#### [EXERCISE DETAILS]
Each line of the data holding "have" should be found and copied.

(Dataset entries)

PR #2117, opened 2020-10-04
Use Llyod's Oracle recommendations on commitment Signature

benthecarman:
Llyod recommended to me to rename the `commitmentSignature` to `announcementSignature` which I think is better. Also to add the `maturityTime` to the announcement pre-image.

### DIFF
--- a/dlc-oracle-test/src/test/scala/org/bitcoins/dlc/oracle/DLCOracleTest.scala
+++ b/dlc-oracle-test/src/test/scala/org/bitcoins/dlc/oracle/DLCOracleTest.scala
@@ -11,6 +11,7 @@ import org.bitcoins.crypto._
 import org.bitcoins.dlc.oracle.storage._
 import org.bitcoins.testkit.core.gen.ChainParamsGenerator
 import org.bitcoins.testkit.fixtures.DLCOracleFixture
+import scodec.bits.ByteVector
 
 class DLCOracleTest extends DLCOracleFixture {
 
@@ -88,7 +89,7 @@ class DLCOracleTest extends DLCOracleFixture {
     }
   }
 
-  it must "create a new event with a valid commitment signature" in {
+  it must "create a new event with a valid announcement signature" in {
     dlcOracle: DLCOracle =>
       for {
         testEventDb <-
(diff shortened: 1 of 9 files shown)


dlc-oracle-test/src/test/scala/org/bitcoins/dlc/oracle/DLCOracleTest.scala
```diff
@@ -98,10 +99,13 @@ class DLCOracleTest extends DLCOracleFixture {
         assert(rValDbOpt.isDefined)
         val rValDb = rValDbOpt.get
         val hash = CryptoUtil.taggedSha256(
-          rValDb.nonce.bytes ++ CryptoUtil.serializeForHash(rValDb.eventName),
-          "DLCv0/Commitment")
+          rValDb.nonce.bytes ++ CryptoUtil.serializeForHash(
+            rValDb.eventName) ++ ByteVector.fromLong(
+            testEventDb.maturationTime.getEpochSecond),
```
nkohen, line 104: I'm not sure I'm happy with using a non-string serialization mixed with a string one, you should string append the long rather than the number's bytes

dlc-oracle/src/main/scala/org/bitcoins/dlc/oracle/DLCOracle.scala
```diff
@@ -138,16 +139,17 @@ case class DLCOracle(private val extPrivateKey: ExtPrivateKeyHardened)(implicit
       nonce = getKValue(eventName, path, signingVersion).schnorrNonce
 
       hash = CryptoUtil.taggedSha256(
-        nonce.bytes ++ CryptoUtil.serializeForHash(eventName),
-        signingVersion.commitmentTag)
-      commitmentSig = signingKey.schnorrSign(hash.bytes)
+        nonce.bytes ++ CryptoUtil.serializeForHash(eventName) ++ ByteVector
+          .fromLong(maturationTime.getEpochSecond),
```
nkohen, line 143: ditto

nkohen (approved):
ACK because mock

dlc-oracle-test/src/test/scala/org/bitcoins/dlc/oracle/DLCOracleTest.scala
benthecarman: Discussed on slack - Conclusion: fine for now, fix when we have a clear spec for the announcement signature

PR #2121, opened 2020-10-05
2020 10 05 redo config

### LINKED ISSUE #2086: AppConfig.getBaseConfig() does not seem to use application.conf correctly

Christewart:
This attempts to fix #2086 

Basically this moves us to using the top level config for resolving things (`bitcoin-s`) rather than diving into the `bitcoin-s` namespace. 

Here is what I do in this PR

1. When resolving things, use absolute paths rather than relative (`bitcoin-s.chain.filterBatchSize` rather than `chain.filterBatchSize`)
2. Make `AppConfig.config` protected so that everyone doesn't have access to it.
3. Make things `lazy` in the `AppConfig` so configuration resolution is not eager. This means we don't resolve the configuration too early when using bitcoin-s as a library (I think this is the root cause of #2086, still testing though).


project/build.properties
```diff
@@ -1 +1 @@
-sbt.version=1.3.13
+sbt.version=1.4.0
```
benthecarman: Is this needed?

Christewart: No sorry testing out the new version :P

benthecarman (changes requested):
Need to change the `BitcoindRpcAppConfig` to use absolute paths

benthecarman:
Looks like this fixes #2124

Christewart:
> Need to change the `BitcoindRpcAppConfig` to use absolute paths

It's concerning this didn't cause CI failures :raised_eyebrow:

dlc-oracle/src/main/scala/org/bitcoins/dlc/oracle/DLCOracleAppConfig.scala
```diff
@@ -45,16 +45,17 @@ case class DLCOracleAppConfig(
...
+    for {
+      _ <- super.start()
+    } yield {
+      if (Files.notExists(datadir)) {
+        Files.createDirectories(datadir)
+      }
+      val numMigrations = {
+        migrate()
+      }
+      logger.info(s"Applied $numMigrations to the wallet project")
```
benthecarman: > Applied $numMigrations to the wallet project

this is not the wallet

wallet/src/main/scala/org/bitcoins/wallet/config/WalletAppConfig.scala
```diff
@@ -82,33 +82,38 @@ case class WalletAppConfig(
...
+    config.getInt("bitcoin-s.wallet.requiredConfirmations")
 
   override def start(): Future[Unit] = {
-    logger.debug(s"Initializing wallet setup")
+    for {
+      _ <- super.start()
+      //moved out of main class body because we need lazy behavior when loading configs
+      _ = require(
+        requiredConfirmations >= 1,
+        s"requiredConfirmations cannot be less than 1, got: $requiredConfirmations")
```
benthecarman: I think it'd be cleaner to ust change the definition of `requiredConfirmations` to
```scala

lazy val requiredConfirmations: Int = {
    confs = config.getInt("wallet.requiredConfirmations")
	require(
        confs >= 1,
        s"requiredConfirmations cannot be less than 1, got: $confs")
	confs
}

```

benthecarman (changes requested):

benthecarman:
> It's concerning this didn't cause CI failures

We should probably make a `BitcoindRpcAppConfigTest`

benthecarman (approved):

benthecarman:
`DLCOracleAppConfig` needs its server conf to have the absolute path as well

#### [RESULT OF THE TASK]
benthecarman: Discussed on slack - Conclusion: fine for now, fix when we have a clear spec for the announcement signature
2. Make `AppConfig.config` protected so that everyone doesn't have access to it.
`DLCOracleAppConfig` needs its server conf to have the absolute path as well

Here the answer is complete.